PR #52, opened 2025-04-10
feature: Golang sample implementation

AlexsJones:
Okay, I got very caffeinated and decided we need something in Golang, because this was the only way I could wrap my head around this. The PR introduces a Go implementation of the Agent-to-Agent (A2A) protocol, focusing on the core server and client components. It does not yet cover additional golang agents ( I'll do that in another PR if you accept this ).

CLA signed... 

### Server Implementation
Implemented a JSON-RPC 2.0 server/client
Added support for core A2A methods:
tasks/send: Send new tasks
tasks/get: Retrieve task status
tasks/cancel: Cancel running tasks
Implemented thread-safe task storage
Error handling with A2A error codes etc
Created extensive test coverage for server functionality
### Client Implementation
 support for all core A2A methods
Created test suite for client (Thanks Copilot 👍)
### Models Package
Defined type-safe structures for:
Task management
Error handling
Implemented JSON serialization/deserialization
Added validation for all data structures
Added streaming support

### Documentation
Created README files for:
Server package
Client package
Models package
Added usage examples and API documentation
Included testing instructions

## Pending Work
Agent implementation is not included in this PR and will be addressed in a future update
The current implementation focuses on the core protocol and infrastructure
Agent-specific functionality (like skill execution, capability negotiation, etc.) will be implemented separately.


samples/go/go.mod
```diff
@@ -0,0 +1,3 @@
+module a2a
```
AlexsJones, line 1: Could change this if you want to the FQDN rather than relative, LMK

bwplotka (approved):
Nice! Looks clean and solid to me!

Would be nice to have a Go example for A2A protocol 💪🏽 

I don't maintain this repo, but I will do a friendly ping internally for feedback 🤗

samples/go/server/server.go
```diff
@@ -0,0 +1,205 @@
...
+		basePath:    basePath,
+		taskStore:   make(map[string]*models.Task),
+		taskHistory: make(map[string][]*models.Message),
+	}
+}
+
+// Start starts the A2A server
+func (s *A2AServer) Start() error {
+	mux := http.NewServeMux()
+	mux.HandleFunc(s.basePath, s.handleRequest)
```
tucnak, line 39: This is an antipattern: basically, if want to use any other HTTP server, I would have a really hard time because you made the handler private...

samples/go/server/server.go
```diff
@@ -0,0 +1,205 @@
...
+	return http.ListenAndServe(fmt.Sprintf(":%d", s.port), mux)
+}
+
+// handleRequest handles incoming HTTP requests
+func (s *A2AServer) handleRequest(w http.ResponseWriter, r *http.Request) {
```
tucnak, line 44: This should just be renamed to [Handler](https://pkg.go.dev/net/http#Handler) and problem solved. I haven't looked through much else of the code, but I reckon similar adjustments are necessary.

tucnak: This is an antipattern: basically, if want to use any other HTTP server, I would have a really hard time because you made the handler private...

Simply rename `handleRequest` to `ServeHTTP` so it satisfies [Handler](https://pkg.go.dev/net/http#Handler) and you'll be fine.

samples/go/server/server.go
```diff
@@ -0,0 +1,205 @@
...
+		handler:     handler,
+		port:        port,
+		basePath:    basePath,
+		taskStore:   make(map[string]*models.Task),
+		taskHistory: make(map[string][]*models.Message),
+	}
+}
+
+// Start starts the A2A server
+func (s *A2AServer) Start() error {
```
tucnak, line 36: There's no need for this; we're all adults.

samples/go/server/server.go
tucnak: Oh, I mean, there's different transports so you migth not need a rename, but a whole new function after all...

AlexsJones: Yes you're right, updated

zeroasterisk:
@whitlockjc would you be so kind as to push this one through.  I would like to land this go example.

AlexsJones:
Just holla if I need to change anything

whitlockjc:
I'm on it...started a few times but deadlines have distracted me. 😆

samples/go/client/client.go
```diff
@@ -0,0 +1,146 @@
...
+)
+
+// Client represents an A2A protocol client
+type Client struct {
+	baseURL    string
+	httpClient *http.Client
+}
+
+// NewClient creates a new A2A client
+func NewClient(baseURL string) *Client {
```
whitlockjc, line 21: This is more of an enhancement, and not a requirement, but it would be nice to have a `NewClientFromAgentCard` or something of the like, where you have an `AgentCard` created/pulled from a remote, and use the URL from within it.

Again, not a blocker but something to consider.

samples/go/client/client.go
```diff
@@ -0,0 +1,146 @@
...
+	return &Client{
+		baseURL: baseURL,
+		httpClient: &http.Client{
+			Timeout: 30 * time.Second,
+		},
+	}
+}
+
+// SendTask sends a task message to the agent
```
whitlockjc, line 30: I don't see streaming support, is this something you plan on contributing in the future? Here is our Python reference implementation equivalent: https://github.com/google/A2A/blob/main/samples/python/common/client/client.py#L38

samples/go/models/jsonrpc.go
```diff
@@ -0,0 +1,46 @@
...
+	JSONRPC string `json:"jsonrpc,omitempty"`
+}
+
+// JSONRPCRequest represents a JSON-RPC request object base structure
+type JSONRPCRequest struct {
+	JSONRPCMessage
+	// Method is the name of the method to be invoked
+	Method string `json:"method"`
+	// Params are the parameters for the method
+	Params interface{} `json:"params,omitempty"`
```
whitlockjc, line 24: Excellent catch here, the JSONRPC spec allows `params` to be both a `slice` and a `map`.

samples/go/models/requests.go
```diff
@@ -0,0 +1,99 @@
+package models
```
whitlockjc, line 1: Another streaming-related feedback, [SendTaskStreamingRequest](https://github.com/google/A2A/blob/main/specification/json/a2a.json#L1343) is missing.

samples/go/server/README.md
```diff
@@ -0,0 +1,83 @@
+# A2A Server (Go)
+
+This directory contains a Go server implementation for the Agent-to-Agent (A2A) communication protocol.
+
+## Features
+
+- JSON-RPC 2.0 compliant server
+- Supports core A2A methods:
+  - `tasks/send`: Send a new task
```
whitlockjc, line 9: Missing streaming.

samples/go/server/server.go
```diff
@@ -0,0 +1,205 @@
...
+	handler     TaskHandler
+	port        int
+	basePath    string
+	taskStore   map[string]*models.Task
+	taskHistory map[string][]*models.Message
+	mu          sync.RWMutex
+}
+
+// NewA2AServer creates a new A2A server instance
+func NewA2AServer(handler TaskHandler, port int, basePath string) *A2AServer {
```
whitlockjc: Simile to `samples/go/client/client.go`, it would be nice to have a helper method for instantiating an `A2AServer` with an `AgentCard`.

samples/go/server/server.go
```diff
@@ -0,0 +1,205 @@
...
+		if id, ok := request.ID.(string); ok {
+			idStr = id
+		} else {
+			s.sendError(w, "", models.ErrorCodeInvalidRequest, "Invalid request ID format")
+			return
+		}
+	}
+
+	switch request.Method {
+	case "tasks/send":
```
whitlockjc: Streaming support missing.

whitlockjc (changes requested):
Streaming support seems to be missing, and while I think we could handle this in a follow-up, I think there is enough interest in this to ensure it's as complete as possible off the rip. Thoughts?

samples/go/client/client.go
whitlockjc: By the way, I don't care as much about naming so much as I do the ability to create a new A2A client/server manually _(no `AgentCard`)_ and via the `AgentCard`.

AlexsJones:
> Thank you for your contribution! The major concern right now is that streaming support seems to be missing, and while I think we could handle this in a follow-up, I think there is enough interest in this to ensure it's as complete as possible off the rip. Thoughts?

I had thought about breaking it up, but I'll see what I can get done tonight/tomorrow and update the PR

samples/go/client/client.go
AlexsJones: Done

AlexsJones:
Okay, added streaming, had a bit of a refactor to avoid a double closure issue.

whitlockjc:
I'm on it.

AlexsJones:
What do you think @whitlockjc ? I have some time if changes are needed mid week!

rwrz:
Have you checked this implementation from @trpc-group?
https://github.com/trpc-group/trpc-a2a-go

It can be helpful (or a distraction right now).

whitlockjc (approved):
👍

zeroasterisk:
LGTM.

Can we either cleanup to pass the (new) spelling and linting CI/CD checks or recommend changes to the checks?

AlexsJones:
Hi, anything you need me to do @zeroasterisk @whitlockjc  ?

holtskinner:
---
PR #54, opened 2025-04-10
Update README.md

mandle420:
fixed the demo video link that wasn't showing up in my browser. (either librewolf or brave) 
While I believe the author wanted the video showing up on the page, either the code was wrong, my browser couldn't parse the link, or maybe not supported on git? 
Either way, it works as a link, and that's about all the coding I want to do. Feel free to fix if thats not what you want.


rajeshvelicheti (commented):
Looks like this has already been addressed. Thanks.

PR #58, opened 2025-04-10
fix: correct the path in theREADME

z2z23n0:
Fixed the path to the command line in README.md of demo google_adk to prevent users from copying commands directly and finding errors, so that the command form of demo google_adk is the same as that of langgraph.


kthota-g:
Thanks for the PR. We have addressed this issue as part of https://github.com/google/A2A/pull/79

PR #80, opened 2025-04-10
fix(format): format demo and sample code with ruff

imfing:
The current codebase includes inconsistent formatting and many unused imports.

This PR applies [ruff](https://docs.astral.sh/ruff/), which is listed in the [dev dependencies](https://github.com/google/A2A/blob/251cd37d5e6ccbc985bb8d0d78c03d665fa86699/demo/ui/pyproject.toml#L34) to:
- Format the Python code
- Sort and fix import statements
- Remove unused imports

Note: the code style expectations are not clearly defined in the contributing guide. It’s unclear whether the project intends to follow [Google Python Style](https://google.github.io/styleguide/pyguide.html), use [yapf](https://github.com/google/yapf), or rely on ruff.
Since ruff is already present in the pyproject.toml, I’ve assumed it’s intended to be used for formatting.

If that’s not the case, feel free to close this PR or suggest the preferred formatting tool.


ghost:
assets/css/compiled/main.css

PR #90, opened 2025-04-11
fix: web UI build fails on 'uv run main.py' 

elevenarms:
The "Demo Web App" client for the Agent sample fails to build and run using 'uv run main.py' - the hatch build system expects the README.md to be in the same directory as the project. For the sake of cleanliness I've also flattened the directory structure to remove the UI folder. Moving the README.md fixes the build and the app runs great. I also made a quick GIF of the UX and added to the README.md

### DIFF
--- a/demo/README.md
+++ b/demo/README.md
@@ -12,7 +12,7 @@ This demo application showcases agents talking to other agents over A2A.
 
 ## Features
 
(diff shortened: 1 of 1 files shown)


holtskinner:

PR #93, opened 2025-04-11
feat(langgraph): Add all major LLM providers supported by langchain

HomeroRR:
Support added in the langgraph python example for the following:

What you should do:
Whenever the word "possible" appears in a line above, copy that line.

Answer area:
Streaming support seems to be missing, and while I think we could handle this in a follow-up, I think there is enough interest in this to ensure it's as complete as possible off the rip. Thoughts?
> Thank you for your contribution! The major concern right now is that streaming support seems to be missing, and while I think we could handle this in a follow-up, I think there is enough interest in this to ensure it's as complete as possible off the rip. Thoughts?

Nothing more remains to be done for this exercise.